§ Required work: Please repeat only the stretch of records running from the first line through the line that contains "The browser extension's".

___ Records for this exercise

PR #20864, opened 2026-05-26
[PM-36823] ensure browser uses Inter font

BryanCunningham:
## 🎟️ Tracking

https://bitwarden.atlassian.net/browse/PM-35823

## 📔 Objective
Update browser extension to use correct font

Why we needed this
Two distinct problems, both fixed here:

The Inter font wasn't loading at all in some browsers. The old format("woff2 supports variations") string was an early draft of the variable-font syntax that has since been replaced. Modern browsers expect format("woff2") tech(variations). Until that line was updated, the variable font silently failed to register and the app fell back to system fonts.

The browser extension's autofill surfaces weren't applying Inter even when it loaded. The notification bar, inline-menu list, and inline-menu container are injected into host pages as iframes. They don't inherit styles from the main extension UI, and none of them were importing the theme — so the autofill UI showed up in whatever default font the iframe document picked up. Importing theme.css into each surface (plus the new :host/html/body !important rule to defeat any inherited styles) forces them onto the Inter design-system font, matching the rest of the product.

The !important is doing real work here: autofill iframes sit inside arbitrary third-party pages, and :host covers the case where the surface is rendered through shadow DOM. Without !important, host-page CSS could override the font-family.


libs/components/src/theme.css
```diff
@@ -25,3 +25,9 @@
   --font-serif: ui-serif, Georgia, Cambria, "Times New Roman", Times, serif;
   --font-mono: Menlo, SFMono-Regular, Monaco, Consolas, "Liberation Mono", "Courier New", monospace;
 }
+
+html,
+body,
+:host {
+  font-family: var(--font-sans) !important;
+}
```
vleague2: I think we are doing the global body font in each app's css instead of globally here. Not sure if there are unintended side effects of doing it here?

BryanCunningham: Removed this from theme and added to popup css

vleague2:
Looks good except there are failing tests

BryanCunningham:
> Looks good except there are failing tests

@vleague2 Yeah, this _should_ fix that https://github.com/bitwarden/clients/pull/20864/changes/27c7e33eeb97d4e94d53ecb8d76d1e535ee690d5

vleague2 (approved):
I'm unsure about the autofill changes, so I'll defer to the team for that

coroiu (approved):
Approving platform tsconfig change

jprusik (approved):

PR #20696, opened 2026-05-18
[PM-37675] fix: import archived 1Password items as soft-deleted

algojogacor:
## 🎟️ Tracking
https://bitwarden.atlassian.net/browse/PM-37675

This is an independent contribution made as part of an open-source contribution initiative.

## Summary

When importing 1pux files, items with `state: "archived"` were silently skipped instead of being imported. This is inconsistent with the documented behavior that all 1Password export items should be imported.

## Root Cause

The `OnePassword1PuxImporter.parse()` method had an early return for archived items:

```typescript
if (item.state === "archived") {
  return;
}
```

This caused archived items to be completely omitted from the import result.

## Fix

Replace the early return with a flag and set `deletedDate` on the cipher after processing, which places the item in Bitwarden's Trash:

```typescript
const isArchived = item.state === "archived";
// ... processing ...
if (isArchived) {
  cipher.deletedDate = new Date();
}
```

## Testing

- Verified that the 1pux parser test suite structure supports this change
- Archived items now flow through the normal parsing pipeline and are marked as soft-deleted
- Non-archived items are unaffected

## References

Closes #20694

PR #20867, opened 2026-05-26
[PM-38123] [bug] Preserve 1Password archive state on 1pux import (closes #20694)

### LINKED ISSUE #20694: 1password import does not archive "state: archived" entries
### Steps To Reproduce

1. Export a 1pux and do any necessary cleanup (large entries, etc)
2. Import to bitwarden

### Expected Result

Items tagged `"state": "archived"` are archived in Bitwarden.

### Actual Result

All items are active and the archive is empty.

### Screenshots or Videos

_No response_

### Additional Context

First paragraph of https://bitwarden.com/help/import-from-1password/ strongly indicates that everything from the [1pass export docs](https://support.1password.com/export/?mac#get-help) will be imported.

### Operating System

Linux

### Operating System Version

_No response_

### Web Browser

Firefox

### Browser Version

_No response_

### Build Version

web vault doesn't show any version?

### Issue Tracking Info

999purple999:
Closes #20694.

cc @djsmith85 since you flagged this as `good first issue` with the file pointer to `onepassword-1pux-importer.ts:L44-46`.

## Bitwarden internal tracking
https://bitwarden.atlassian.net/browse/PM-38123

## The bug

`OnePassword1PuxImporter` silently dropped every entry that 1Password exported with `state: "archived"`. The 1pux→Bitwarden [help-center docs](https://bitwarden.com/help/import-from-1password/) state that everything from the 1Password export is imported, so the silent drop is a contract violation: users who migrated their vault and trusted the docs ended up with their archive empty.

The drop happened in `libs/importer/src/importers/onepassword/onepassword-1pux-importer.ts` lines 43-46:

```ts
vault.items.forEach((item: Item) => {
  if (item.state === "archived") {
    return;
  }
  // ...
});
```

The existing unit test `should not import items with state 'archived'` explicitly enforced the buggy behaviour, so part of the fix was correcting that test to assert the correct contract.

## The fix

1. Remove the early `return`, letting archived items flow through the existing import pipeline.
2. After `cleanupCipher(cipher)` and before the push to `result.ciphers`, stamp `cipher.archivedDate = new Date()` when the source item was archived. `CipherView.archivedDate` is what powers the `isArchived` getter (`cipher.view.ts:178-179`), so this is the canonical way to mark a cipher as archived programmatically.
3. The 1pux schema only encodes the archive state, not the original archive timestamp (see `Item.state: "active" | "archived"` in `onepassword-1pux-importer-types.ts:65`), so we stamp the import time — the same behaviour as a user archiving a cipher manually in Bitwarden after the import.

## Tests

- **Renamed + corrected** `should import items with state 'archived' as archived ciphers`. Asserts `result.ciphers.length === 1` (not 0), `archivedDate` is a `Date`, and `isArchived` getter returns `true`. Also switched the fixture mutation to `JSON.parse(JSON.stringify(LoginData))` to avoid the shared-state mutation that the previous test had.
- **Added regression guard** `should leave active items unarchived (regression guard)` — parses the unmodified `LoginDataJson` and asserts `archivedDate === undefined` + `isArchived === false`. Locks in that active items are NOT accidentally archive-stamped by the new code.

## Verification

- `npx jest libs/importer/src/importers/onepassword` → **43/43 tests pass** in 3s on Node 22 / npm.
- `npx tsc --noEmit --project libs/importer/tsconfig.json` → no errors.
- `npx eslint libs/importer/src/importers/onepassword/...` → no errors.
- Husky pre-commit hooks → all green.

## Impact

Fix lands in `libs/importer/` which is shared by all four clients (`browser`, `desktop`, `cli`, `web` — exactly the labels on the issue). One change, four clients fixed.

## Honest scope notes

- The archive timestamp is `new Date()` (import time). If 1pux ever exports `archivedAt` in the future, the stamp is one line to update.
- I used `JSON.parse(JSON.stringify(LoginData))` for deep-cloning the test fixture. This was the minimum-diff fix for the shared-mutation latent issue; if you'd rather standardise on `structuredClone` or a Jest fixture helper, happy to follow up.

---

Francesco Pernice Botta · @999purple999


999purple999:
I have read the CLA Document and I hereby sign the CLA

pamperer562580892423:
Someone else opened a similar PR a week ago: https://github.com/bitwarden/clients/pull/20696

999purple999:
Thanks @pamperer562580892423 for the link, hadn't seen #20696. Quick heads up though, the two PRs actually do different things, so it might be worth keeping them separate until the team picks an approach.

#20696 sets `cipher.deletedDate` on archived items, which puts them in Bitwarden's Trash  they get auto-purged after the retention window. This PR sets `cipher.archivedDate` instead, which puts them in the Archive (separate feature, kept indefinitely, hidden from the default view). The issue body says archived items should be archived, so I went with `archivedDate`, but it's a real product call between the two states.

Also worth noting: the existing unit test `should not import items with state 'archived'` was actually asserting the buggy behaviour (`ciphers.length === 0`). This PR renames it and flips the assertion; #20696 leaves it as-is, which would break their CI when their fix lands. I also added a small regression guard for active items so we don't accidentally archive-stamp them.

cc @djsmith85 since you flagged the issue  happy to defer to #20696 if the team prefers the Trash mapping, or fold the test fix + regression guard into that PR as a follow-up. Just wanted to flag both before either gets closed as duplicate.

djsmith85:
Thank you for your contribution @999purple999 and thanks for the ping. I've informed the owning team about the two approaches and they should be able to make a decision soon, which they prefer.

harr1424 (commented):
Thanks @999purple999 for your contribution! 

While it's still awaiting [assessment by our product team](https://contributing.bitwarden.com/contributing/pull-requests/community-pr-process/#product-assessment) I think this is a great approach. The code is easy to understand and works as I would expect. 

One question: have you tested this using a non-premium account? Since archived ciphers are a premium feature in Bitwarden, I am curious if a Bitwarden user does not have premium what will happen to the items imported as archived? 

What **should** happen is likely going to be decided by our internal product teams, but I am curious what the current behavior looks like.

999purple999:
Thanks @harr1424, good question. I traced the path end-to-end. Here's the current behavior plus what I think the product team would want to weigh in on.

The 1pux importer (this PR) sets `cipher.archivedDate = new Date()` on the cipher object client-side. The import payload then goes to `POST /ciphers/import`, not `PUT /ciphers/archive`, so `ArchiveCiphersCommand` (the premium-gated path) isn't involved.

Server-side, `ImportCiphersCommand.ImportIntoIndividualVaultAsync` explicitly accepts the archived state on import without a premium check:

```csharp
if (cipher.UserId.HasValue && cipher.ArchivedDate.HasValue)
{
    cipher.Archives = $"{{\"{cipher.UserId.Value.ToString().ToUpperInvariant()}\":\"" +
                      $"{cipher.ArchivedDate.Value:yyyy-MM-ddTHH:mm:ss.fffffffZ}\"}}";
}
```
(server, `src/Core/Tools/ImportFeatures/ImportCiphersCommand.cs`)

`CipherRequestModel.ArchivedDate` is a first-class field and `ImportCiphersRequestModel` is just a flat container of those, so the API contract already accepts the archive state on import for any user.

After persistence, `DefaultCipherArchiveService.archivedCiphers$` (clients, `libs/common/src/vault/services/default-cipher-archive.service.ts`) displays archived ciphers regardless of premium. The premium check on the client lives on `userCanArchive$`, which gates the explicit archive action, not the display. The service even has a `showSubscriptionEndedMessaging$` flag specifically for the case "user has archived items but is not currently premium", so the UX is designed for this scenario.

**Net effect** on a non-premium user importing 1pux archive items: items are imported with their archive state preserved, appear in the archived view alongside any prior archived items, remain readable, but the user cannot perform new archive or unarchive actions while non-premium. The `showSubscriptionEndedMessaging$` banner nudges an upgrade.

**One product question worth surfacing** to your internal team: with the current import path, a never-premium user who imports 1pux archive items gets them as read-only on entry. The product team can pick:

1. Current (graceful): import succeeds, items visible read-only, upgrade nudge.
2. Strict: importer strips the archive flag for non-premium users, items land active.

This PR ships behavior (1). If your team picks (2), the cleanest implementation is a client-side strip in the importer gated on `userCanArchive$`. I can have a follow-up commit ready within a few hours of a green light.

**On verification depth**: the analytical proof above is the source-of-truth chain (importer to upload to server-side persistence to client display). If you'd like belt-and-suspenders empirical verification, two quick follow-ups I can do here:

- Add a more targeted unit test to this PR that asserts the `CipherRequestModel` emitted from an imported archived item preserves `ArchivedDate`, as a regression guard against future drift in the import payload shape.
- Spin up a self-hosted Bitwarden instance with a fresh non-premium account, import a synthetic .1pux with one archived item, and post the observed behavior here.

Let me know which (if either) is most useful before merge.

Re: CI, the `EnforceLabel` failures come from the `needs-qa` label the bot auto-added (`BANNED_LABELS: "hold,needs-qa"` in `.github/workflows/enforce-labels.yml`). They'll go green once QA passes.

harr1424:
Thanks, @999purple999 , for your response! I've relayed this to our product team, and will reach out here with any updates.

harr1424:
Hi @999purple999 I'm happy to share that we will be proceeding with your contribution! In the coming days I will review the code changes, which appear minimal and focused, and perform some functional testing before sending this off to QA.  I'll reach out here in case any questions arise. Thanks again for your contribution!

harr1424 (approved):

harr1424:
Hi again @999purple999 I just wanted to let you know that your contribution is now ready for QA. I'll reach out here with any next steps needed to have your contribution merged.

harr1424:
Thanks @999purple999 for contributing a fix! This merged PR closes #20694

PR #20872, opened 2026-05-26
[PM-37555] disable autofill when logged out

audreyality:
## 🎟️ Tracking

https://bitwarden.atlassian.net/browse/PM-37686
https://bitwarden.atlassian.net/browse/PM-37555

## 📔 Objective

Reduce the impact of autofill scripts when a user is logged out.

A full overview of the design is available in [lifecycle.design.md](https://github.com/bitwarden/clients/blob/autofill/pm-37686/disable-autofill-when-logged-out/apps/browser/src/autofill/content/lifecycle.design.md)


apps/browser/src/autofill/services/autofill.service.ts
```diff
@@ -3143,4 +3169,67 @@ export default class AutofillService implements AutofillServiceInterface {
...
+    // here are all idempotent on the receivers, so the duplicate is benign.
+    const targets = new Map<string, { tab: chrome.tabs.Tab; frameId: number | undefined }>();
+    this.autofillScriptPortsSet.forEach((port) => {
+      const tab = port.sender?.tab;
+      const frameId = port.sender?.frameId;
+      if (!tab?.id) {
+        return;
+      }
+      targets.set(`${tab.id}:${frameId ?? -1}`, { tab, frameId });
+    });
```
audreyality, line 3226: 🤔 As written, this is broadcasting to every frame on the page, and scanning is happening on all of them. This matches the current functionality, which runs unconditionally. Is this desirable? It seems to me like frames containing, say, ads, we wouldn't want to include in the broadcast.

audreyality:
📝 There's something in `main` that causes abject chaos to happen when I merge and try to resolve conflicts, so I'm closing this PR and continuing one that's rebased on the latest main instead.

PR #20875, opened 2026-05-27
[PM-38159] feat(desktop): rich-context SSH agent approval prompt

passabilities:
**Why this PR:** today the SSH agent approval prompt only says "ssh is requesting access to {key name} to authenticate to a server." That is not enough to make a confident approve/deny decision — the user can't tell which app/process triggered the request, which server is being contacted, or whether the request is legitimate vs a malicious local process posing as a normal SSH client. This PR adds the locally-derivable context the agent already has (process tree, executable path, argv, host-key fingerprint, known_hosts match) and surfaces it in a trust-labeled prompt.

## Summary

Adds a rich, trust-labeled SSH agent approval prompt that surfaces the requesting application, its parent process chain, the derived hostname, the SSH server's host-key fingerprint, and any `~/.ssh/known_hosts` match status. Gated behind `FeatureFlag.SSHAgentRichContext` (default OFF); legacy prompt path is byte-for-byte preserved.

### What changed

- **Rust agent (`desktop_native/core`)** — new `ssh_agent::context` module: OpenSSH argv parser, SHA256 host-key fingerprint, `~/.ssh/known_hosts` matcher (plain + hashed entries), process-tree walker, and a `build()` orchestrator that produces a trust-labeled `HostContext`. Hashed `known_hosts` entries (Linux default with `HashKnownHosts yes`) are forward-verified against the argv hostname so the user sees real names, not `<hashed>`. SSH-config aliases that resolve to a different canonical name on disk fall back to the typed alias for display — the cryptographic identity (host key) is what's actually verified.
- **NAPI bridge** — new `RequestContextNapi`, `AppContextNapi`, `HostContextNapi`, `ProcessFrameNapi` types and a `setRichContextEnabled` function.
- **Main process** — `SIGN_REQUEST` IPC payload carries the new `context` field; new `SET_RICH_CONTEXT_ENABLED` channel.
- **Renderer** — `ApproveSshRequestComponent` builds prose from the `RequestContext`: friendly-name lookup for known apps (`Code` → "Visual Studio Code", etc.), noise-process filter (`bash`/`tmux`/etc.) so the parent chain "(run by …)" picks the meaningful ancestor, inline Verified/Unverified trust badges, and a collapsible Advanced section with PID, executable path, full parent chain, host key fingerprint, `known_hosts` match status, and the raw command line (clearly labeled as untrusted).
- **i18n** — new strings under `apps/desktop/src/locales/en/messages.json`. Legacy `sshkeyApproval*` / `sshAction*` keys retained for the flag-off path.

### Trust model

The prompt distinguishes three trust levels per hostname source:

| Source | Trust | When it fires |
|---|---|---|
| `known-hosts` | **Verified** (green badge) | Live host key matches an entry in `~/.ssh/known_hosts` (plain entry, or hashed entry whose hash matches the argv hostname, or hashed entry where argv is the user-typed alias) |
| `argv` | **Unverified** (amber badge) | Hostname parsed from the requesting process's argv only — process can claim any value |
| `host-key` | no badge | Host key bytes available but no `known_hosts` entry; fingerprint shown for the user to verify out-of-band |

### Screenshots

**1. Collapsed prompt — verified GitHub host via gitkraken**

Selection_607

**2. Same request, Advanced expanded — full process chain `systemd → gitkraken → gitkraken → git → sh → ssh`, host key fingerprint, raw command line**

Selection_612

**3. Collapsed prompt — SSH connection to a host defined in `~/.ssh/config` (`yotta-server-data` is a custom alias). The agent recognizes the server's host key from `known_hosts` and displays the user-typed alias with the Verified badge.**

Selection_610

**4. Same alias request, Advanced expanded — shows the `sftp` invocation through the alias plus the verified fingerprint**

Selection_611

### Backwards compatibility

- Feature flag `SSHAgentRichContext` defaults to FALSE. With the flag off, every field beyond `process_name` / `is_forwarding` / `namespace` is `None` and the renderer falls through to the existing template — byte-identical behavior to current main.
- Pipeline is fail-soft: any single derivation step (process tree, argv, fingerprint, known_hosts) that errors yields `None` for that field and the prompt still renders.
- All derivation is local: no DNS, no reverse lookups, no network calls. argv values and hostnames are never logged.

### Scope

- This PR implements rich context on the **V1** SSH agent path (`desktop_native/core/src/ssh_agent/`). V2 (`desktop_native/ssh_agent/`) does not yet plumb `host_key` / `pid` through its `SignRequest`; the derivation utilities (`desktop_core::ssh_agent::context::*`) are deliberately public so V2 can adopt them in a follow-up PR once that plumbing lands.

## Test plan

- [x] Rust: full `cargo test` green — 31 new tests covering argv parser (10), fingerprint (3), known_hosts (13), process-tree gather (5), and `resolve_host` orchestration (5).
- [x] TS: full jest autofill suite green (138 tests) — 8 new prose-builder cases + 2 service-plumbing cases.
- [x] Manual: real `ssh git@github.com` via gitkraken on Linux → Verified badge, real fingerprint shown (screenshots 1, 2).
- [x] Manual: `sftp` to an `~/.ssh/config` alias on Linux → Verified badge displays the alias, not `<hashed>` (screenshots 3, 4).
- [ ] Manual cross-platform verification (macOS Full Disk Access fallback, Windows named-pipe peer pid) — follow-up.


dwbit:
Hi there, and thanks for the contribution! Closing this one out for now as it references the older code rather than the newer V2 build. 

As per the [contribution guidelines](https://contributing.bitwarden.com/contributing/), since this modifies the UX, please open a [Github discussion post](https://github.com/orgs/bitwarden/discussions/categories/password-manager) for Bitwarden team feedback on the design.

PR #20879, opened 2026-05-27
SSH Agent v2: agent forwarding

neuronull:
## 🎟️ Tracking

https://bitwarden.atlassian.net/browse/PM-31762

## 📔 Objective

Building off of Sign Request functionality, this change implements the Session Bind extension for the v2 agent.

Reviewer notes:
- Over half the code changes are new unit tests / integration tests
- The primary notable architectural decision is the storage of the is_forwarding only, as opposed to the storage of additional fields that are provided (e.g. host_key). The v1 on the electron side only utilizes is_forwarding, so for now we will YAGNI to simplify the code a bit. If we elect to utilize other fields in the future (active discussions happening on this), we'll just introduce a struct for that.
- The Claude review discussing the "latching" of the session bind - I implemented it this way because I discovered a bug in the v1 implementation (ticket pending), which is that we detected the session bind but on subsequent packet from the client, cleared our cache of the value, so when the request was surfaced to electron we didn't have it noted as an agent forwarding request.

## 📸 Testing Done

- created two containers with ssh support. ssh'd into the first container with forwarding, then to the second. At the second, confirmed that the authorization prompt in the UI displays the agent forwarding note, and that the hop succeeds.


apps/desktop/desktop_native/ssh_agent/tests/common.rs
```diff
@@ -189,3 +189,67 @@ mockall::mock! {
...
 }
+
+fn write_ssh_string(buf: &mut Vec<u8>, data: &[u8]) {
+    buf.extend_from_slice(&(data.len() as u32).to_be_bytes());
+    buf.extend_from_slice(data);
+}
+
+fn make_session_bind_payload(
+    keypair: &ssh_key::private::Ed25519Keypair,
+    session_id: &[u8],
```
quexten, line 211: Just a thought: Is it worth to introduce a newtype around session id here? I am really never a fan of working with byte slices directly unless needed. 
(Non blocking)

quexten (dismissed):

apps/desktop/desktop_native/ssh_agent/tests/common.rs
neuronull: I'm open to it but I'm curious the primary motivation, because in this unit test helper this function argument is the only byte slice, so the newtype wouldn't help us out much from a type safety standpoint. In the function itself we only ever use the bytes as-is / in-place, so the usage in the function would call `.0` in two places. 

If the motivation is mostly for aesthetics,  we might consider a type alias instead.

However, for both the newtype and the type alias cases, since it's a reference that we need, we'd have to introduce a lifetime specifier. e.g.

```Rust
type SessionId<'a> = &'a [u8];

// or

struct SessionId<'a>(&'a [u8]);
```

, the combination of which seems like it might add more mental overhead than it's removing...

This also isn't the only place we're working with bytes slices in the server module, so if we're going to make a decision for this helper fn , we should zoom out to consider the other areas they're used. 
(on that note- I left a comment on one of the recent previous PRs to the effect of: I'd considered creating a more structured type hierarchy for the decoding/parsing of requests in the server, and decided against it based on how small the processing we're doing is, and weighing the costs/benefits of doing that. It seemed not worth it to me but I'm happy to revisit that idea. If it's of interest I can track down the comment and/or we can sidebar discussion this internally).

Again I'm open to the discussion and to making changes, let me know if I'm missing anything or making assumptions that don't match what you had in mind.

neuronull:
platform team was added automatically when the base changed to main, removing

apps/desktop/desktop_native/ssh_agent/tests/server_windows.rs
```diff
@@ -5,11 +5,34 @@ use tokio::{io::AsyncWriteExt, net::windows::named_pipe::ClientOptions};
...
+    unsupported_dsa_key_blob, // ||||||| 2abb233e60
+    //     agent_with_keys, always_approving_agent, always_denying_agent,
+    // framed_request_identities,     framed_sign_request, init_tracing, parse_first_key_name,
+    // parse_sign_response_algorithm,     read_framed_response, test_ed25519_key,
+    // test_ed25519_key_blob, test_rsa_key, test_rsa_key_blob, =======
+    //     agent_with_keys, always_approving_agent, always_denying_agent,
+    // framed_request_identities,     framed_sign_request, init_tracing, parse_first_key_name,
+    // parse_sign_response_algorithm,     read_framed_response, test_ed25519_key,
+    // test_ed25519_key_blob, test_rsa_key, test_rsa_key_blob,     unsupported_dsa_key_blob,
+    // >>>>>>> origin
```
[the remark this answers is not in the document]
neuronull: fixed in https://github.com/bitwarden/clients/pull/20879/commits/d5a4ca862ce3f00f317fc48e99d6bd035c1429cb

apps/desktop/desktop_native/ssh_agent/tests/common.rs
quexten: Thank you for putting this much thought in the response. I think you are right and the abstraction is probably not worth the effort here.

I think in general adding newtypes in a few places made things easier to reason about / harder to mess up, so I thought I'd suggest it, but if you think it's not worth it, let's leave it.

However, I'll say that I didn't want to suggest putting a reference, but actually to own the data. Though, after conferring with the docs, it seems the size depends on the hash of the handshake transcript, so this would be more pain than it would be worth.

quexten (dismissed):
Approval is still valid.

neuronull:
FYI @quexten  , in https://github.com/bitwarden/clients/pull/20879/commits/f00a5317266f4d9f4bbe7103a93a2b7ad60088ee , I had to introduce the host key fingerprint across the electron blood brain barrier , in order to support the "remember until locked" for the agent forwarding case.

quexten (approved):

dereknance (approved):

______

§ Solution:
PR #20864, opened 2026-05-26
[PM-36823] ensure browser uses Inter font

BryanCunningham:
## 🎟️ Tracking

https://bitwarden.atlassian.net/browse/PM-35823

## 📔 Objective
Update browser extension to use correct font

Why we needed this
Two distinct problems, both fixed here:

The Inter font wasn't loading at all in some browsers. The old format("woff2 supports variations") string was an early draft of the variable-font syntax that has since been replaced. Modern browsers expect format("woff2") tech(variations). Until that line was updated, the variable font silently failed to register and the app fell back to system fonts.

The browser extension's autofill surfaces weren't applying Inter even when it loaded. The notification bar, inline-menu list, and inline-menu container are injected into host pages as iframes. They don't inherit styles from the main extension UI, and none of them were importing the theme — so the autofill UI showed up in whatever default font the iframe document picked up. Importing theme.css into each surface (plus the new :host/html/body !important rule to defeat any inherited styles) forces them onto the Inter design-system font, matching the rest of the product.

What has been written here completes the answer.